• What this task involves:
Your task is to print all of the data word for word.

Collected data

PR #2400, opened 2021-12-30
GDB Stub: Allow to override GDB's handling of write watchpoints

aldelaro5:
This PR allows to override the GDB's handling of write watchpoints in 2 ways:

- Take control of the GDB's logic that detects if a write watchpoint changed or not as well as prevent a potentially unwanted step into
- The above, but with the addition to also break on nonmodifying watchpoints

The GDB logic part is done by hiding the truth to GDB: we send an S05 instead of a T05watch which forces GDB to stop and not do anything more than that. This can be desired because without this, it's not possible for GDB to know about mgba's savestates which means that say you do a savestate, break on a write watchpoint and then load that state causing the same write, GDB will not be able to detect this and ignore the request to stop (it will just request the inferior to continue). This logic is already properly handled in mgba so we just defer to it instead. Additionally, GDB assumes incorrectly that the break happens ON THE write instructions because normally, it would break there, step into and check if the value changed. mGBA actually breaks on the instruction AFTER so the end result is you end up 2 instructions after. This logic override simply allows us to have GDB not do that so we always end up on the instruction after the write.

For the nonmodifying writes, we simply change the internal type of watchpoint accordingly. This allows to bypass EITHER change logic which is not a feature that GDB supports, but is needed in a lot of reverse engineering cases.

The new options are introduced in the GDB server window, here's a preview of the new window:

Screenshot from 2022-02-09 20-28-02

### DIFF
--- a/src/platform/qt/GDBController.h
+++ b/src/platform/qt/GDBController.h
@@ -28,6 +28,7 @@ public:
 public slots:
 	void setPort(ushort port);
 	void setBindAddress(const Address&);
+	void setWatchpointsBehavior(int watchpointsBehaviorId);
 	void listen();
 
 signals:
@@ -41,6 +42,7 @@ private:
 
 	ushort m_port = 2345;
 	Address m_bindAddress;
+	enum GDBWatchpointsBehvaior m_watchpointsBehavior = GDB_WATCHPOINT_STANDARD_LOGIC;
 };
 
 }
--- a/src/platform/qt/GDBWindow.cpp
+++ b/src/platform/qt/GDBWindow.cpp
@@ -5,6 +5,7 @@
  * file, You can obtain one at http://mozilla.org/MPL/2.0/. */
 #include "GDBWindow.h"
 
+#include <QButtonGroup>
 #include <QGridLayout>
 #include <QGroupBox>
 #include <QLabel>
@@ -12,6 +13,7 @@
 #include <QMessageBox>
 #include <QPushButton>
 #include <QHBoxLayout>
+#include <QRadioButton>
 #include <QVBoxLayout>
 
 #include "GDBController.h"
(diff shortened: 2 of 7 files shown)


src/platform/qt/GDBController.h
```diff
@@ -28,6 +28,7 @@ Q_OBJECT
 public slots:
 	void setPort(ushort port);
 	void setBindAddress(const Address&);
+	void setWatchpointsBehavior(const int watchpointsBehaviorId);
```
endrift, line 31:
```suggestion
	void setWatchpointsBehavior(int watchpointsBehaviorId);
```

const does nothing useful here.

Though ideally this would be the actual enum, for signal/slot reasons I can see why you didn't do that. A lambda slot may be preferable.

src/platform/qt/GDBWindow.cpp
```diff
@@ -47,6 +49,28 @@ GDBWindow::GDBWindow(GDBController* controller, QWidget* parent)
...
+	m_watchpointsStandardRadio->setChecked(true);
+	watchpointsButtonGroup->addButton(m_watchpointsStandardRadio, 0);
+	watchpointsSettingsLayout->addWidget(m_watchpointsStandardRadio);
+
+	m_watchpointsOverrideLogicRadio = new QRadioButton("Override GDB's handling logic", watchpointsSettings);
+	watchpointsButtonGroup->addButton(m_watchpointsOverrideLogicRadio, 1);
+	watchpointsSettingsLayout->addWidget(m_watchpointsOverrideLogicRadio);
+
+	m_watchpointsOverrideLogicAnyWriteRadio = new QRadioButton("Override GDB's handling logic and\nbreak on nonmodifying writes", watchpointsSettings);
+	watchpointsButtonGroup->addButton(m_watchpointsOverrideLogicAnyWriteRadio, 2);
```
endrift, line 71: Can you not pass the enum values without casting?

endrift (commented):
Looks mostly good at the moment, but I'll want to take a closer look when it's not 4 AM and a headache is keeping me up.

src/platform/qt/GDBWindow.cpp
aldelaro5: I tried and it's not possible. Now I don't exactly know how you would do this with a lambda becasue I am connecting directly to the controller object meaning that if I don't cast on the controller side, I HAVE to cast on the window side, just to be sure, is the later what you would prefer? Cause then I do lambda slot and change the controller function to just be a normal setter.

endrift:
How about:
- Standard GDB
- Internal change detection
- Break on all writes

It's more concise, but I worry it won't get across the fact that they no longer show up as writepoint breaks to GDB and I'm not sure how to fix that without a bunch of extra text.

aldelaro5:
Changed the text and added the tr calls.

src/platform/qt/GDBWindow.cpp
ahigerd: I'd call this resolved now.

• Result of this exercise:
PR #2400, opened 2021-12-30
GDB Stub: Allow to override GDB's handling of write watchpoints

aldelaro5:
This PR allows to override the GDB's handling of write watchpoints in 2 ways:

- Take control of the GDB's logic that detects if a write watchpoint changed or not as well as prevent a potentially unwanted step into
- The above, but with the addition to also break on nonmodifying watchpoints

The GDB logic part is done by hiding the truth to GDB: we send an S05 instead of a T05watch which forces GDB to stop and not do anything more than that. This can be desired because without this, it's not possible for GDB to know about mgba's savestates which means that say you do a savestate, break on a write watchpoint and then load that state causing the same write, GDB will not be able to detect this and ignore the request to stop (it will just request the inferior to continue). This logic is already properly handled in mgba so we just defer to it instead. Additionally, GDB assumes incorrectly that the break happens ON THE write instructions because normally, it would break there, step into and check if the value changed. mGBA actually breaks on the instruction AFTER so the end result is you end up 2 instructions after. This logic override simply allows us to have GDB not do that so we always end up on the instruction after the write.

For the nonmodifying writes, we simply change the internal type of watchpoint accordingly. This allows to bypass EITHER change logic which is not a feature that GDB supports, but is needed in a lot of reverse engineering cases.

The new options are introduced in the GDB server window, here's a preview of the new window:

Screenshot from 2022-02-09 20-28-02

### DIFF
--- a/src/platform/qt/GDBController.h
+++ b/src/platform/qt/GDBController.h
@@ -28,6 +28,7 @@ public:
 public slots:
 	void setPort(ushort port);
 	void setBindAddress(const Address&);
+	void setWatchpointsBehavior(int watchpointsBehaviorId);
 	void listen();
 
 signals:
@@ -41,6 +42,7 @@ private:
 
 	ushort m_port = 2345;
 	Address m_bindAddress;
+	enum GDBWatchpointsBehvaior m_watchpointsBehavior = GDB_WATCHPOINT_STANDARD_LOGIC;
 };
 
 }
--- a/src/platform/qt/GDBWindow.cpp
+++ b/src/platform/qt/GDBWindow.cpp
@@ -5,6 +5,7 @@
  * file, You can obtain one at http://mozilla.org/MPL/2.0/. */
 #include "GDBWindow.h"
 
+#include <QButtonGroup>
 #include <QGridLayout>
 #include <QGroupBox>
 #include <QLabel>
@@ -12,6 +13,7 @@
 #include <QMessageBox>
 #include <QPushButton>
 #include <QHBoxLayout>
+#include <QRadioButton>
 #include <QVBoxLayout>
 
 #include "GDBController.h"
(diff shortened: 2 of 7 files shown)


src/platform/qt/GDBController.h
```diff
@@ -28,6 +28,7 @@ Q_OBJECT
 public slots:
 	void setPort(ushort port);
 	void setBindAddress(const Address&);
+	void setWatchpointsBehavior(const int watchpointsBehaviorId);
```
endrift, line 31:
```suggestion
	void setWatchpointsBehavior(int watchpointsBehaviorId);
```

const does nothing useful here.

Though ideally this would be the actual enum, for signal/slot reasons I can see why you didn't do that. A lambda slot may be preferable.

src/platform/qt/GDBWindow.cpp
```diff
@@ -47,6 +49,28 @@ GDBWindow::GDBWindow(GDBController* controller, QWidget* parent)
...
+	m_watchpointsStandardRadio->setChecked(true);
+	watchpointsButtonGroup->addButton(m_watchpointsStandardRadio, 0);
+	watchpointsSettingsLayout->addWidget(m_watchpointsStandardRadio);
+
+	m_watchpointsOverrideLogicRadio = new QRadioButton("Override GDB's handling logic", watchpointsSettings);
+	watchpointsButtonGroup->addButton(m_watchpointsOverrideLogicRadio, 1);
+	watchpointsSettingsLayout->addWidget(m_watchpointsOverrideLogicRadio);
+
+	m_watchpointsOverrideLogicAnyWriteRadio = new QRadioButton("Override GDB's handling logic and\nbreak on nonmodifying writes", watchpointsSettings);
+	watchpointsButtonGroup->addButton(m_watchpointsOverrideLogicAnyWriteRadio, 2);
```
endrift, line 71: Can you not pass the enum values without casting?

endrift (commented):
Looks mostly good at the moment, but I'll want to take a closer look when it's not 4 AM and a headache is keeping me up.

src/platform/qt/GDBWindow.cpp
aldelaro5: I tried and it's not possible. Now I don't exactly know how you would do this with a lambda becasue I am connecting directly to the controller object meaning that if I don't cast on the controller side, I HAVE to cast on the window side, just to be sure, is the later what you would prefer? Cause then I do lambda slot and change the controller function to just be a normal setter.

endrift:
How about:
- Standard GDB
- Internal change detection
- Break on all writes

It's more concise, but I worry it won't get across the fact that they no longer show up as writepoint breaks to GDB and I'm not sure how to fix that without a bunch of extra text.

aldelaro5:
Changed the text and added the tr calls.

src/platform/qt/GDBWindow.cpp
ahigerd: I'd call this resolved now.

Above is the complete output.